Decision tree used to categorize the various types of carbon materials used within the present work. The established categories are 1) non‐fibrous carbon materials with an aspect ratio ≤ 3:1; 2) high aspect ratio materials with length ≤ 3.8 µm; 3) tangled carbon fibers with diameter < 30 nm and 4) rigid carbon fibers having diameter ≥ 30 nm.
We determined how often each HALLMARK pathway was affected in the datasets corresponding to each type of material according to the three above‐mentioned categories. Since the number of datasets originated from the studies of the different carbon material types was not the same, we normalized the results. The raw data, as well as the analysis, can be found in Figure S3 (Supporting Information). Figure 3 shows the results: the percentage of datasets, which presented alterations in each HALLMARK pathway for the three different types of carbon materials. It also distinguishes six groups of HALLMARK pathways altered by different types of carbon materials: Group I includes pathways only activated by rigid carbon fibers.
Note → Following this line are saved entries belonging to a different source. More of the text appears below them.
PR #5262, opened 2026-09-17
dummyserver leaks sockets when a port bind is retried

SEPURI-SAI-KRISHNA:
### What happened

Some random tests on Ubuntu CI ERROR with:

```text
ExceptionGroup: multiple unraisable exception warnings (2 sub-exceptions)
```

The two warnings are always:

```text
ResourceWarning: unclosed <socket family=10 (AF_INET6) laddr=('::1', PORT)>
ResourceWarning: unclosed <socket family=2 (AF_INET) laddr=('0.0.0.0', 0)>
```

Both come from `dummyserver/hypercornserver.py`, in `_retry_create_urllib3_sockets`. Which test gets the ERROR is random. It happened in 12 different tests across 13 jobs.

### Why it happens

`_retry_create_urllib3_sockets` retries up to 10 times when the bind fails with `EADDRINUSE`.

Inside `_create_urllib3_sockets`, we go through the results of `getaddrinfo("localhost")` and create a socket for each one. We set the socket options, bind the first socket to port 0, and it gets a random port. Each later socket is then bound to that port. The problem is that if one of those binds fails, we don't close the sockets that were created during that attempt.

In the CI Ubuntu runners, `localhost` resolves to `::1` first and then `127.0.0.1`. So in the failing case:

1. the `::1` socket gets port `P` from the kernel
2. we then try to bind `127.0.0.1:P`
3. the IPv4 bind gets `EADDRINUSE`
4. the retry starts
5. the socket list from the failed attempt is lost
6. the `::1` socket is never closed
7. the IPv4 socket whose bind failed is never closed either

CPython later cleans up these sockets and raises the two `ResourceWarning`s. Since `pyproject.toml` has `filterwarnings = ["error"]`, pytest reports these warnings as an ERROR.

### How I reproduced it

I first reproduced it with real sockets and a real kernel `EADDRINUSE`. I had a blocker listening on `127.0.0.1` at the port that `::1` had just received. Locally, `localhost` only resolves to `127.0.0.1`, so I only had to emulate the `::1`-then-`127.0.0.1` resolver order. That produced the same two unclosed sockets as CI.

I then reproduced it end-to-end through a real pytest run in `test/with_dummyserver/test_connection.py`. The test injects one port collision during dummyserver startup, and a plugin records whether the collision actually happened.

With main, each of 5 runs gave:

```text
29 passed, 1 error
2 unclosed sockets
```

The error was the same CI `ExceptionGroup`, with the same two sub-exceptions.

With the fix, each of 5 runs gave:

```text
30 passed, 0 errors
0 unclosed sockets
```

Across all 10 runs, `collision_injected=True` every time. Each run had one failed bind with `EADDRINUSE`, followed by a successful retry.

Separately, I checked the sockets returned after a successful retry. It still returns two open sockets, `::1` and `127.0.0.1`, and both use the same port.

### CI

I searched the CI history from June 15 through September 16, 2026. The failures themselves happened in 13 Ubuntu jobs between July 1 and September 9. Five of those jobs are proven flaky because the same job also passed on the same commit. Two of the jobs were on main. The rate was about 1 in 393 Ubuntu CPython test jobs. There were no new occurrences from September 10 through September 16.

CI example:
- https://github.com/urllib3/urllib3/actions/runs/31429999901/job/93590820201

Proven flaky jobs:
- https://github.com/urllib3/urllib3/actions/runs/30850679098/job/91809657780
- https://github.com/urllib3/urllib3/actions/runs/33895538431/job/101097170836
- https://github.com/urllib3/urllib3/actions/runs/33972110476/job/101322331392
- https://github.com/urllib3/urllib3/actions/runs/34273101910/job/102219395742

As a separate check, exactly the same 13 jobs contain `Retrying binding to ...`.

### The fix

The loop is wrapped in `try / except BaseException`. If anything goes wrong, all sockets created so far are closed and the exception is re-raised.

Each socket is also added to the list immediately after `socket.socket(...)`. This means the socket whose `bind()` fails is also closed. The retry behaviour is unchanged.

### Checks

The full test suite passes both before and after the change: `2396 passed, 309 skipped, 4 xfailed, 0 failures`.

Black, isort, flake8 and pyupgrade are clean with the pinned pre-commit versions. Mypy is clean when targeting Python 3.13 and 3.14, which matches the latest Python used by the CI lint job. When targeting Python 3.12, mypy reports:

```text
src/urllib3/connection.py:146: error: Final can be only used as an outermost qualifier in a variable annotation  [valid-type]
```

The same error is present on unmodified upstream main, so it is unrelated to this change.

### Related PRs

While looking into this, I found that the same change is already present in two open, unreviewed PRs:

- #4999 - "Construct Authorization and Proxy-Authorization headers from URL credentials" - last updated May 20 
- #5042 - "Update request header typing for bytes" - last updated May 23

In both PRs, this change is bundled with unrelated work. There are no reviews or comments about this change, and neither PR mentions the leak in its description. There is also no existing issue about this leak. This PR keeps the change focused and includes the CI evidence and the end-to-end reproduction.

### Why there is no test

Illia said on #5239:

> "I don't think we need dedicated tests for dummyserver itself"

So I did not add a dedicated dummyserver test.

### A few things that may come up

<details>
<summary><b>Isn't this already in #4999/#5042?</b></summary>

Yes. The same change is already included in both PRs, but it is bundled with unrelated work and neither PR has been reviewed. This PR is focused on this issue and includes the CI evidence and reproduction.
</details>

<details>
<summary><b>Why <code>BaseException</code> instead of <code>OSError</code>?</b></summary>

It also cleans up on things such as `KeyboardInterrupt`. The exception is always re-raised. This is also the choice used in #4999/#5042.
</details>

<details>
<summary><b>Why only Ubuntu?</b></summary>

I don't know. The retry message only appears in the Ubuntu logs. One caveat is that the message is only visible when a failing test prints its captured output.
</details>

<details>
<summary><b>How often does this happen?</b></summary>

About 1 in 393 Ubuntu CPython jobs.
</details>

<details>
<summary><b>Does the fix change behaviour when there is no bind failure?</b></summary>

The full test suite passes both before and after the change. The suite starts the dummyserver many times, including cases where there is no bind failure. The code on that path is also nearly the same. The change only adds the `try` wrapper and moves where the socket is appended to the list.
</details>

<details>
<summary><b>Why is there no test?</b></summary>

This follows Illia's guidance on #5239.
</details>

<details>
<summary><b>The comment says IPv4 comes first. Is that still true?</b></summary>

The comment at lines 39-41 is stale. The code follows the resolver order, and CI binds `::1` first. This PR does not change the comment.
</details>

### One unrelated observation

The retry loop also silently retries on `OSError`s other than `EADDRINUSE`. It eventually raises `failed to bind socket` without the original error. This is not part of this PR.


illia-v (approved):
LGTM, thanks!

Group 2 shows pathways affected only by carbon fibers in general, however stronger by rigid fibers. Group 3 are pathways altered by both rigid and tangled carbon fibers. Group 4 comprises those pathways altered by different types of carbon NMs, however stronger by rigid fibers. Group 5 covers those pathways affected by all types of carbon NMs. Group 6 contains those pathways changed only by tangled carbon fibers. Table 2 compiles these six different groups of HALLMARK pathways altered by the different classes of carbon materials. Table S4 (Supporting Information) lists all the genes included in each Hallmark pathway.
Figure 3.

Percentage of altered HALLMARK pathways in the different datasets corresponding to long‐rigid and long‐tangled fibers, and non‐fibrous carbon materials, displayed in blue, orange and grey respectively.
Table 2.
Six different groups of HALLMARK pathways altered by different classes of carbon materials.
| Group | Carbon NM characteristics | HALLMARK Pathways |
|---|---|---|
| I | Altered only by rigid carbon fibers. | Lung Inflammation |
| COMPLEMENT | ||
| ALLOGRAFT_REJECTION | ||
| IL6_JAK_STAT3_SIGNALING | ||
| IL2_STAT5_SIGNALING | ||
| KRAS_SIGNALING_UP | ||
| GLYCOLYSIS | ||
| HYPOXIA | ||
| PROTEIN_SECRETION | ||
| UV_RESPONSE_UP | ||
| II | Altered only by carbon fibers, and stronger by rigid ones. | COAGULATION |
| INFLAMMATORY_RESPONSE | ||
| MTORC1_SIGNALING | ||
| UNFOLDED_PROTEIN_RESPONSE | ||
| TNFA_SIGNALING_VIA_NFKB | ||
| III | Altered only by carbon fibers, equality by tangled or rigid ones. | ADIPOGENESIS |
| DNA_REPAIR | ||
| OXIDATIVE_PHOSPHORYLATION | ||
| FATTY_ACID_METABOLISM | ||
| APICAL_JUNCTION | ||
| IV | Altered by carbon NMs, and stronger by rigid fibers. | MYC_TARGETS_V1 |
| MYC_TARGETS_V2 | ||
| EPITHELIAL_MESENCHYMAL_TRANSITION | ||
| UV_RESPONSE_DN | ||
| V | Altered equally by different types of carbon NMs. | INTERFERON_GAMMA_RESPONSE |
| CHOLESTEROL_HOMEOSTASIS | ||
| MITOTIC_SPINDLE | ||
| INTERFERON_ALPHA_RESPONSE | ||
| G2M_CHECKPOINT | ||
| E2F_TARGETS | ||
| VI | Altered only by tangled carbon fibers. | SPERMATOGENESIS |
| APOPTOSIS | ||
| KRAS_SIGNALING_DN | ||
| BILE_ACID_METABOLISM |
Group I of HALLMARK pathways includes a pathway that we created in‐house to specifically capture lung inflammation.[ 49 ] This self‐constructed pathway contains all proteins and genes known to be regulated in lungs undergoing inflammation based on 35 studies that specifically addressed this issue.[ 39 ] Table S5 (Supporting Information) contains the list of these 266 proteins and genes as well as references to the source papers. The self‐developed “lung Inflammation” pathway was designed to provide a thorough description of inflammation as the significant key event that is frequently included in several AOPs, and, in particular, in the AOP for lung fibrosis (AOP 173).[ 28 ]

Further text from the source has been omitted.